To determine the value of \( \lambda \) such that the vectors \( \mathbf{a} = 2\mathbf{i} - \mathbf{j} + \mathbf{k} \), \( \mathbf{b} = \mathbf{i} + 2\mathbf{j} - 3\mathbf{k} \), and \( \mathbf{c} = 3\mathbf{i} + \lambda \mathbf{j} + 5\mathbf{k} \) are coplanar, we can use the condition that the scalar triple product of the vectors must equal zero. ### Step-by-Step Solution: 1. **Understanding Coplanarity**: Vectors \( \mathbf{a}, \mathbf{b}, \mathbf{c} \) are coplanar if the scalar triple product \( \mathbf{a} \cdot (\mathbf{b} \times \mathbf{c}) = 0 \). 2. **Calculate \( \mathbf{b} \times \mathbf{c} \)**: We will first calculate the cross product \( \mathbf{b} \times \mathbf{c} \).
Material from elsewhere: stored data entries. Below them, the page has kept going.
PR #137, opened 2019-04-07
[RFR] add logo

SimonBiggs:
@Centrus007 what do you think?

https://github.com/pymedphys/pymedphys/blob/logo-iteration/notebooks/logo/logo.svg


SimonBiggs:
Logo turned into favicons for each OS.

[favicon_package_v0.16.zip](https://github.com/pymedphys/pymedphys/files/3051503/favicon_package_v0.16.zip)

SimonBiggs:
@Centrus007 what do you think about the two following, which one do you prefer?

image

image

Centrus007:
Why not match the blue and yellow of Python?

Python logo

Pandas logo

NumPy logo

![PyDicom logo]https://pydicom.github.io/pydicom/stable/_static/pydicom_flat_black.svg)

Centrus007:
Otherwise, very nice!!!

Centrus007:
I don't suppose we can lengthen the tail for a bit more left/right symmetry? :p

SimonBiggs:
Yes, I like it. Those colours will be quite perfect I think. And yup, tail lengthening coming up :)

PR #158, opened 2019-04-16
[RFR] Extract film plane from dicom

SimonBiggs:


SimonBiggs:
Not all changes within the library here are tested unfortunately. At some point (not sure when) I can write more tests for this one if it is thought to need it...

packages/pymedphys_dicom/tests/test_structure.py
```diff
@@ -0,0 +1,99 @@
...
+            [5, 6, 3, 5],
+            [7, 7, 5, 7],
+            [3, 3, 3, 3]
+        ]
+    ]
+)
+
+
+def test_pull_structure():
+    dicom_structure = dicom_dataset_from_dict({
```
Centrus007: I'm still a *little* nervous about relying solely on datasets created from `dicom_dataset_from_dict()` for these purposes, at least until we have built a super-solid level of confidence in that function.

SimonBiggs: Fair point. I'd be very keen to build confidence as much as we can. I personally really like this test format...

SimonBiggs:
Thanks Matt :) if you're happy with it make sure you do the merge so you're on the commit. :)

packages/pymedphys_dicom/tests/test_structure.py
Centrus007: Me too. Confidence is my only concern. Other than that, it is beautiful and flexible.

PR #565, opened 2019-10-28
Working on WLutz

SimonBiggs:


SimonBiggs:
Make a modulo all close function, use it within the loop.

PR #567, opened 2019-10-30
Further WLutz work

SimonBiggs:


SimonBiggs:
@pchlap this would be a great pull to get a review on if you're available :).

SimonBiggs:
@Matthew-Jennings, I won't hold back a merge if you don't get a chance to review this, but I thought you might be interested.

This here is implementing both the Zenodo download method as well as WLutz field and BB finding.

pchlap:
> @pchlap this would be a great pull to get a review on if you're available :).

Sure, I will give this a go this afternoon :)

SimonBiggs:
> Sure, I will give this a go this afternoon :)

Thanks :)

pymedphys/labs/winstonlutz/createaxis.py
```diff
@@ -25,14 +25,8 @@
...
-import matplotlib.transforms
-
-
-def transform_axis(x, y, translation, rotation):
-    transform = matplotlib.transforms.Affine2D()
-    transform.rotate_deg(-rotation)
-    transform.translate(*translation)
 
+def transform_axis(x, y, transform):
     transformed_x = transform @ np.vstack([x, np.zeros(len(x)), np.ones(len(x))])
```
pchlap: I'd never seen this @ operator for matrix multiplication before.. Cool!

pymedphys/labs/winstonlutz/interppoints.py
```diff
@@ -128,3 +130,45 @@ def apply_transform(xx, yy, transform):
...
+
+    x = []
+    y = []
+    dist = []
+
+    for _, distance in enumerate(distances):
+        (
+            new_x,
+            new_y,
+        ) = pymedphys._utilities.createshells.calculate_coordinates_shell_2d(  # pylint: disable = protected-access
```
pchlap: Just curious, do we have a general rule of thumb as to when we allow access to protected members and when is best to avoid it?

pymedphys/labs/winstonlutz/createaxis.py
SimonBiggs: Yeah it is neat :)

pymedphys/labs/winstonlutz/interppoints.py
SimonBiggs: In this case `_utilities` is a module private to the `pymedphys` library. Any function within `pymedphys` can use these private modules, any external function should not as they will not be governed by the semver upgrade rules (https://semver.org/).

SimonBiggs:
> I suppose some more docstrings would help someone like me understand the context a little better

Certainly a fair point there :) Will do.

> Overall your coding style and structure is a thing of beauty, I can really learn a lot from it. 

Thanks @pchlap, made me smile. 

> Feel free to keep requesting reviews from me, but you probably would also want someone with a stronger medical physics background to critique the nitty gritty of stuff like this.

Unfortunately @Matthew-Jennings has mentioned that he'll need to be stepping back from reviewing so at the moment, until someone else steps up, this won't be viable in the near future. Nevertheless, I am making the code output figures which explicitly declare the results of each step of the code. This will allow physicists to judge for themselves if the code is working as it should be at each run time for their particular images.

PR #604, opened 2019-12-12
[MRG] Implement optional imports, begin work on JupyterLab bundling

SimonBiggs:


CHANGELOG.md
```diff
@@ -29,6 +29,22 @@ This project adheres to [Semantic Versioning](https://semver.org/spec/v2.0.0.htm
 
 - nil -->
 
+
+## [Unreleased]
+
+### Breaking Changes
+
+- Moved `pymedphys pinnacle` cli command to be nested under
+ `pymedphys labs pinnacle`
```
SimonBiggs: Heya @pchlap,

I wanted to give you a heads up about this one. I wanted to make it clear within the PyMedPhys CLI which parts of the CLI are still within the labs. This would make `0.14.0` a breaking release for users of the pinnacle cli.

Let me know if you have any thoughts regarding this.

Cheers,
Simon

pchlap: Thanks for the info Simon. Yeah I think that's reasonable. It's probably about time I jump in and fix the underlying issues with that code so that we can move it out of labs and make it more stable moving forward.

I'll put that on my TODO list for January, at least to identify the issues that need to be addressed for the Pinnacle export tool. In the meantime I have no problem with there being breaking changes to the CLI.

Thanks!

SimonBiggs: Thanks @pchlap :)

PR #630, opened 2019-12-17
[WIP] JupyterLab bundle cli

SimonBiggs:


SimonBiggs:
Attempt building embedded Python with a miniconda installation. Install `jlpm` and use it to create the electron bundle.

Move `tdqm` from optional dependency to non-optional.

PR #673, opened 2020-01-03
Auto segmentation

matthewdeancooper:


examples/labs/auto-segmentation/dicom_input_pipeline.py
```diff
@@ -0,0 +1,73 @@
...
+    return np.array([ax_slice.pixel_array for ax_slice in dicom_volume])
+
+
+def scale_volume(volume, scale):
+    """
+    Get a list of sets of virtual ancestors for the given types
+    """
+    # TODO
+    # we are holding 2*volume in memeory - maybe look at generators
+    return np.array([(resize(image, scale)) for image in volume])
```
SimonBiggs: Here, so it's easier to see where resize came from (whether it was defined in your code or imported) it ends up being tidier to write either `skimage.transform.resize` or `transform.resize` instead of `resize` (I honestly prefer the whole hog and writing `skimage.transform.resize`)

See:
https://google.github.io/styleguide/pyguide.html#22-imports

examples/labs/auto-segmentation/dicom_input_pipeline.py
```diff
@@ -0,0 +1,73 @@
...
+    Quick hack to view a slice
+    """
+    # TODO Scale pixel values for CT
+    plt.imshow(pixel_array[index], cmap=plt.cm.bone)
+    plt.show()
+
+
+def normalise_pixel_array(pixel_array):
+    """
+    Return a normalise pixel array
```
SimonBiggs:
```suggestion
    Return a normalised pixel array
```

examples/labs/auto-segmentation/dicom_input_pipeline.py
```diff
@@ -0,0 +1,73 @@
...
+    """
+    # TODO
+    return pixel_array / np.max(pixel_array)
```
SimonBiggs: Is normalising to max the right thing to do here? ... This could make the pixel values of the region of interest (say vac bag) vary widely. Might be better to just normalise by dividing by the max possible pixel value (possibly one of `2**16` or `2**32` or `2**64` depending on the pixel_array type)

examples/labs/auto-segmentation/dicom_input_pipeline.py
```diff
@@ -0,0 +1,73 @@
...
+    file_names = glob(data_path + "/*.dcm")
+    file_names.sort()
+    return file_names
+
+
+def read_volume(file_names):
+    """
+    Returns a dicom volume from slices in file_names
+    """
+    return [pydicom.dcmread(file, force=True) for file in file_names]
```
SimonBiggs: There's going to need to be an extra processing step here. In the deep mind paper each data input was actually focused on a single slice, with "padding" slices either side of it. If a slice padding value of 5 is chosen, then each DICOM file will need to have each of its slices stepped through and exported as a new array which includes the slice in question and 5 slices either side.

This also means that the top 5 slices and bottom 5 slices of each set can't be used because they don't have sufficient slice padding.

On this point, the neural net will get very confused when there are slices that look like vacbag in the reference data that hasn't been contoured. I would recommend an initial processing step where all slices that don't have vacbag are removed from the training data.

examples/labs/auto-segmentation/dicom_input_pipeline.py
```diff
@@ -1,16 +1,21 @@
...
+
+import pydicom
+
 
 def get_file_names(data_path):
     """
     Returns a sorted list of all files in data_path with ext .dcm
     """
-    file_names = glob(data_path + '/*.dcm')
+    file_names = glob(data_path + "/*.dcm")
```
SimonBiggs: The fact that the pre-commit bot did something for you suggests that you haven't actually installed pre-commit by running:

```bash
poetry run pre-commit install
```

matthewdeancooper: Nope! Will get on that for next commit!

SimonBiggs:
Once you've read/commented on the notes above feel free to merge this. Also, as a follow up pull request it would be worth adding yourself to the front page:

https://github.com/pymedphys/pymedphys#our-team

examples/labs/auto-segmentation/dicom_input_pipeline.py
matthewdeancooper: Fixed.

examples/labs/auto-segmentation/dicom_input_pipeline.py
SimonBiggs: Just as an extra note, the Deep Mind paper used a padding of 10 slices either side (which is why the input size was 21, the slice in question + 10*2). I would recommend initially using less padding than that just to speed up the training.

A z slice is removed from either side each time an unpadded convolution is undergone, therefore the number of extra z slice included corresponds to how many layers are in the encoding arm of the network... I would recommend keeping this small for now until we want to spin up some fancy computing...

matthewdeancooper: Great. Thanks for the input. 

I'm planning to implementing a get_padding function for my next pull request once we have extracted the pixel arrays from each slice and created a resized pixel volume. From here we can loop through each slice and get its padding. You're right that we will need to remove the boundary slices once we know the padding size. However, i have included them in the above read_volume function because we will still need them as part of the padding for some interior slices.

I am preempting that we will eventually need to write these extracted arrays to a file as we iterate through our total data set; which will later be read into the model. However, I have not yet a look at the best practise for doing so :)

Let me know your thoughts!

Agreed. If there are slices which include the vac bag and it has not been labelled then this will need to be cleaned from the data. It is hard enough without mixed messages!

matthewdeancooper:
> Once you've read/commented on the notes above feel free to merge this. Also, as a follow up pull request it would be worth adding yourself to the front page:
> 
> https://github.com/pymedphys/pymedphys#our-team

Hi Simon,
It appears that i do not have permission to merge the PR.

examples/labs/auto-segmentation/dicom_input_pipeline.py
SimonBiggs: `import skimage.transform`

PR #679, opened 2020-01-06
move input pipeline

SimonBiggs:


SimonBiggs:
@matthewdeancooper just moving where this file is sitting

PR #682, opened 2020-01-07
Lightrad bug with ROI windows fixed

peterg1t:
Added the following changes to Lightrad:
Output filename now has a timestamp as well as displays machine name.
ROI graphs now have axis in cm instead of image pixels.


SimonBiggs:
Awesome :) thanks @peterg1t, if you hit "update branch":

image

You should be able to then merge it yourself :)

PR #744, opened 2020-02-24
Unet model

matthewdeancooper:
Hey Simon,

Most of the code is presented in two jupyter notebooks

1) dicom_process_example.ipynb for dicom to usable model input data
TODO: 
Only returns one structure but an easy fix by appending
TODO 
Account for fact that a structure may have multiple ROI per slice. I had a function that i thought was working great until I discovered that different ROIs for the same structure on the same image are stored in different indexes
TODO: Save data for each case with slice context and labels as a model input instance - all the data cant be held in memory at once.

2) model_building.ipynb
All the core architecture should be there, however, I'm having a bit of trouble with the up (decoder) path with respect to tensor sizes. - so a bit of debugging is still required here.


examples/protyping/auto-segmentation/model_building.ipynb
```diff
@@ -0,0 +1,466 @@
...
+    "    print(\">>>> upblock arg down_in:\", down_input)\n",
+    "    print(\">>>> upblock arg up_input:\", up_input)\n",
+    "    \n",
+    "    if upscale == True:\n",
+    "        up = tf.keras.layers.UpSampling3D(size=(1,2,2))(up_input)\n",
+    "        print(\">>>> upscale layer:\", up)\n",
+    "    else:\n",
+    "        up = up_input\n",
+    "    \n",
+    "    up = tf.keras.layers.concatenate([down_input, up], axis=0)\n",
```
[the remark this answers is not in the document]
SimonBiggs: I personally would have started with the above example, and then slowly adjusted it to make it work for 3D, trying to change as little as possible each time. That way, by starting with something that works, debugging is orders of magnitude quicker. If it stops working there are only a small number of things that could have broken it (the thing I last changed).

examples/protyping/auto-segmentation/dicom_process.py
```diff
@@ -0,0 +1,383 @@
...
+
+def get_binary_masks(structures, dicom_series, images):
+    # Should z location for each slice in patient space
+    z_slice_locations = [(dicom.ImagePositionPatient[2]) for dicom in dicom_series]
+    # an array full of zeros the same shape as images
+    labels = np.zeros_like(images, dtype=np.int16)
+
+    # NOTE: This function only works for a single label volume output
+    # See line for structure in structures[0:1] to choose
+    for structure in structures[0:1]:
```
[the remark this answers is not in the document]
SimonBiggs: Think the unix philosophy of "do one job, and do it well" for functions too. Ideally one could read the name of a function and pretty much know everything it should run off and do. Anything that doesn't come to mind, it shouldn't really go and do in secret. If a function accepts a list of structures, as the caller of the API I would expect it to return to me a list of results on all those structures (or raise an error if it could not). If the function is designed to only return one structure, then have the API only receive one structure also :).

examples/protyping/auto-segmentation/dicom_process.py
```diff
@@ -0,0 +1,383 @@
...
+    for file in dicom_files:
+        if hasattr(file, "ImageType"):
+            dicom_series.append(file)
+        elif hasattr(file, "StructureSetName"):
+            dicom_structures.append(file)
+        elif hasattr(file, "BeamSequence"):
+            dicom_plan.append(file)
+        else:
+            # TODO Add condition - will it always be DICOM dose file?
+            dicom_dose.append(file)
```
SimonBiggs: Better pattern here is to explicitly test for DICOM dose, and then have a final else that raises a `ValueError` saying something like "Unsupported DICOM type found."

examples/protyping/auto-segmentation/dicom_process.py
```diff
@@ -0,0 +1,383 @@
...
+    file_names.sort()
+    return file_names
+
+
+def read_dicom_files(file_names):
+    """
+    Returns a list of DICOM files read in from each file_name
+    in list file_names.
+    """
+    return [pydicom.dcmread(file_name, force=True) for file_name in file_names]
```
SimonBiggs: Interestingly, if you wanted to, you could actually take advantage of `stop_before_pixels`:

https://pydicom.github.io/pydicom/stable/reference/generated/pydicom.filereader.dcmread.html?highlight=header#pydicom.filereader.dcmread

What you can do, is read only the header for all the DICOM files, work out which ones are structures, and then initially, just read those. Then, if you wanted to, you could then make it so that you only read the pixel data from a given CT slice if it actually had pixel data relevant to a slice within a structure set.

* I could imagine a neat workflow would be, load all DICOM header data only (not pixel data)
* Pick the structure you care about, extract the coords
* Select a slice within the structures
* Define which slices are then needed to be loaded into memory from the hard disk by going +/- however many slices are required for your UNet layers (each layer drops two slices, one superior, and one inferior (https://en.wikipedia.org/wiki/Anatomical_terms_of_location#Superior_and_inferior)).
* Then look up the list of CT headers that you have recorded, find which files correspond to those slices you need
* Then only load those CT DICOM files and no more.

matthewdeancooper:
Ah, Simon you are a legend. Thank you for putting in so much work reviewing
the commit last night!

SimonBiggs:
> Ah, Simon you are a legend. Thank you for putting in so much work reviewing the commit last night!

My pleasure :)

examples/protyping/auto-segmentation/dicom_process_example.ipynb
```diff
@@ -0,0 +1,616 @@
...
+    "print(xyz_points[0:10])"
+   ]
+  },
+  {
+   "cell_type": "code",
+   "execution_count": null,
+   "metadata": {},
+   "outputs": [],
+   "source": [
+    "labels = dicom_process.get_binary_masks(structures, dicom_series, images)"
```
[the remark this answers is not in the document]
SimonBiggs: Also, just so you have a few more tricks up your sleeve, the following line:

```python
names_to_pull = [name for name in structure_names_in_dicom if name in STRUCTURE_NAMES]
```

Could also be written as:

```python
set(structure_names_in_dicom).intersection(STRUCTURE_NAMES)
```

examples/protyping/auto-segmentation/dicom_process.py
matthewdeancooper: elif hasattr(file, "BeamSequence"):
            dicom_plan.append(file)
        elif hasattr(file, "DoseType"):
            dicom_dose.append(file)    
        else:
            raise ValueError('Unsupported DICOM type found', dicom_files)
    return dicom_series, dicom_structures, dicom_plan, dicom_dose`
`

examples/protyping/auto-segmentation/model_building.ipynb
```diff
@@ -9,7 +9,11 @@
   },
   {
    "cell_type": "code",
+<<<<<<< HEAD
+   "execution_count": 15,
+=======
    "execution_count": null,
+>>>>>>> 90184c9cc5017638aee4f6267356ad6324e88111
```
SimonBiggs: oops :), this'll be a bit painful. These are previous merge conflicts that needed to be resolved...

SimonBiggs:
DICOM usage within Tensorflow:

https://www.tensorflow.org/io/tutorials/dicom
https://www.tensorflow.org/io/api_docs/python/tfio/image/decode_dicom_data
https://www.tensorflow.org/io/api_docs/python/tfio/image/decode_dicom_image

examples/protyping/auto-segmentation/dicom_process.py
matthewdeancooper: After digging further I believe something resembling this process would be a good idea.

In regards to our conversation about time spent processing data, I have estimated the following:

**Saving all slices as .npy**
ie. pairs of image_slice.npy and mask_volume_for_image_slice.npy
Time per patient (averaged): 21 s
Time for 1000 patients (estimated): 5 h 51 m
Disk usage for 1000 patients (estimated): 567 G

The statistics for TIFF are very similar. 

**Dicom format**
Disk usage for 1000 patients (estimated):  80 G

It seems like building our own generator function to handle dicom files will pay off in the future.  Especially if we can cache the structure files for each batch.

SimonBiggs: Sounds like a good plan :). Also I think once you've got a handle on it the logic won't be too difficult. The hardest bit I imagine will be wrangling with TensorFlow Dataset objects within those pipeline functions.

PR #747, opened 2020-02-26
show tests failing with pydicom 1.4.1 -> 1.4.2

SimonBiggs:


SimonBiggs:
Heya @darcymason @scaramallion @mrbean-bremen :),

The only thing changed from master here is upgrading from `1.4.1 -> 1.4.2`. These tests passed when using `1.4.1`. I haven't had the chance to debug this, but it seems that there may have been some breaking changes introduced with the `1.4.1 -> 1.4.2` release.

https://github.com/pydicom/pydicom/compare/v1.4.1...v1.4.2

Cheers,
Simon

scaramallion:
> AttributeError: 'Dataset.is_little_endian' and 'Dataset.is_implicit_VR' must be set appropriately before saving.

They all look like write failures due to unset transfer syntax. `dcmwrite` got changed to make it primary (as its supposed to be) and `save_as` as secondary.

scaramallion:
Hmm, I'm not completely sure why this worked before. Those attributes default to `None`... it might be this is the danger in using the code style `if ds.is_little_endian:` rather than `if ds.is_little_endian is True:`

darcymason:
I think they did not originally default to None, so at some point when that was added these checks did become vulnerable.  Definitely agree that they should be explicit.

SimonBiggs:
Thanks for your help here :).

I'm still a little lost. Is this a case of "I should have actually been using `pydicom` differently" or is it a case of "something in `pydicom` needs to be fixed"? I don't mind too much either way. My current solution was to make the most recent `pymedphys-0.22.0` release be pinned to not be allowed to install `pydicom-1.4.2` (https://github.com/pymedphys/pymedphys/blob/0.22.x/pyproject.toml#L59).

scaramallion:
It's a case of needing to use pydicom differently. v1.4.2 fixed the bug in `dcmwrite` that let you use it wrongly.

darcymason:
To expand on @scaramallion's answer a little, pydicom should have enforced this correct use all along, but didn't in one arm of the writing capabilities, but did enforce in the other.  Those two should have had identical behavior.  We also had a test in our test suite which I had to fix during this change.  I do apologize that this was a breaking change however; I had hoped that our breaking test was not typical.  I'm happy to consider another patch release if we can reverse the "break", but ultimately it is much preferred for the user code to be explicit about the transfer syntax.

SimonBiggs:
All good :). I'm happy to update my usage. I shall do that before the next
release.

SimonBiggs:
Thanks for your help. This has been fixed in https://github.com/pymedphys/pymedphys/pull/748.

PR #758, opened 2020-03-05
MC UNet

SimonBiggs:


SimonBiggs:
@matthewdeancooper any luck with making it not crash? :)

SimonBiggs:
@matthewdeancooper thought you might be interested in the following:

https://www.youtube.com/watch?v=AgkfIQ4IGaM

SimonBiggs:
image

@matthewdeancooper should there be a `Dense` between the following two lines?

```python
result = tf.keras.layers.ReLU()(result)
result = tf.keras.layers.Add()([crop, result])
```

Also, if you're interested, I have put together a pipeline based off of a Python generator over here for a different type of task all together:

https://github.com/pymedphys/pymedphys/blob/wlutz-tensorflow-experimentation/examples/site-specific/cancer-care-associates/production/Winston%20Lutz/prototyping/tf_model/002-pixel-distance-method.ipynb

I also had my own take on how to style the creation of the model, I purposefully made it very similar to DeepMind's model. I just used less channels and double pooling. Managed to get it down to 300 000 trainable parameters.

matthewdeancooper:
Hey Simon,
I was able to use my generator to train on all the data i have collected
with a very simple model and make predictions! So the input pipeline is
working without any preprocessing.

The model contained just a single convolutional layer (1, 1, 1 filter) and
a single max pooling layer over all depth slices. I believe that this
architecture is only able to extract features at an individual pixel level
(ie. brightness) averaged over all slices. A model this simple was able to
learn that there are no contours outside the circular diameter of the ct
bore. :)

Plan is to attempt to train on the unet architecture today. Very exciting!

matthewdeancooper:
I have also started reading through the pragmatic programmer. I will get a
chance to read through your example this morning once i get to university.

SimonBiggs:
> Hey Simon, I was able to use my generator to train on all the data i have collected with a very simple model and make predictions! So the input pipeline is working without any preprocessing. The model contained just a single convolutional layer (1, 1, 1 filter) and a single max pooling layer over all depth slices. I believe that this architecture is only able to extract features at an individual pixel level (ie. brightness) averaged over all slices. A model this simple was able to learn that there are no contours outside the circular diameter of the ct bore. :) Plan is to attempt to train on the unet architecture today. Very exciting!

A great start, definitely worth getting something working to flex the pipeline and usage of TensorFlow itself :).

As a side note, there's a lot of value in making a callback for your model, ideally one that plots some key activations of each layer, that way you can get some insight into what the model is actually doing internally. Can really help with debugging.

SimonBiggs:
@matthewdeancooper Also, make sure to send Matt Sobolewski your lit review. :)

PR #764, opened 2020-03-06
WLutz TensorFlow Experimentation

SimonBiggs:


SimonBiggs:
@matthewdeancooper out of interest, I'm not a fan of the unintended effect of causing a lowres grid to appear via using pooling as per the DeepMind paper:

image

The cross product can be calculated using the determinant of a matrix formed by the unit vectors and the components of the vectors. \[ \mathbf{b} \times \mathbf{c} = \begin{vmatrix} \mathbf{i} & \mathbf{j} & \mathbf{k} \\ 1 & 2 & -3 \\ 3 & \lambda & 5 \end{vmatrix} \] 3. **Expanding the Determinant**: We will expand this determinant using the first row: \[ \mathbf{b} \times \mathbf{c} = \mathbf{i} \begin{vmatrix} 2 & -3 \\ \lambda & 5 \end{vmatrix} - \mathbf{j} \begin{vmatrix} 1 & -3 \\ 3 & 5 \end{vmatrix} + \mathbf{k} \begin{vmatrix} 1 & 2 \\ 3 & \lambda \end{vmatrix} \] - For \( \mathbf{i} \): \[ = \mathbf{i} (2 \cdot 5 - (-3) \cdot \lambda) = \mathbf{i} (10 + 3\lambda) \] - For \( \mathbf{j} \): \[ = -\mathbf{j} (1 \cdot 5 - (-3) \cdot 3) = -\mathbf{j} (5 + 9) = -14\mathbf{j} \] - For \( \mathbf{k} \): \[ = \mathbf{k} (1 \cdot \lambda - 2 \cdot 3) = \mathbf{k} (\lambda - 6) \] Combining these, we get: \[ \mathbf{b} \times \mathbf{c} = (10 + 3\lambda) \mathbf{i} - 14 \mathbf{j} + (\lambda - 6) \mathbf{k} \] 4. **Calculate \( \mathbf{a} \cdot (\mathbf{b} \times \mathbf{c}) \)**: Now we compute the dot product of \( \mathbf{a} \) with \( \mathbf{b} \times \mathbf{c} \): \[ \mathbf{a} \cdot (\mathbf{b} \times \mathbf{c}) = (2\mathbf{i} - \mathbf{j} + \mathbf{k}) \cdot ((10 + 3\lambda) \mathbf{i} - 14 \mathbf{j} + (\lambda - 6) \mathbf{k}) \] Expanding this: \[ = 2(10 + 3\lambda) - 1(-14) + 1(\lambda - 6) \] \[ = 20 + 6\lambda + 14 + \lambda - 6 \] \[ = 28 + 7\lambda \] 5. **Setting the Scalar Triple Product to Zero**: For coplanarity, we set the scalar triple product equal to zero: \[ 28 + 7\lambda = 0 \] 6. **Solving for \( \lambda \)**: \[ 7\lambda = -28 \] \[ \lambda = -4 \] ### Final Answer: The value of \( \lambda \) is \( -4 \).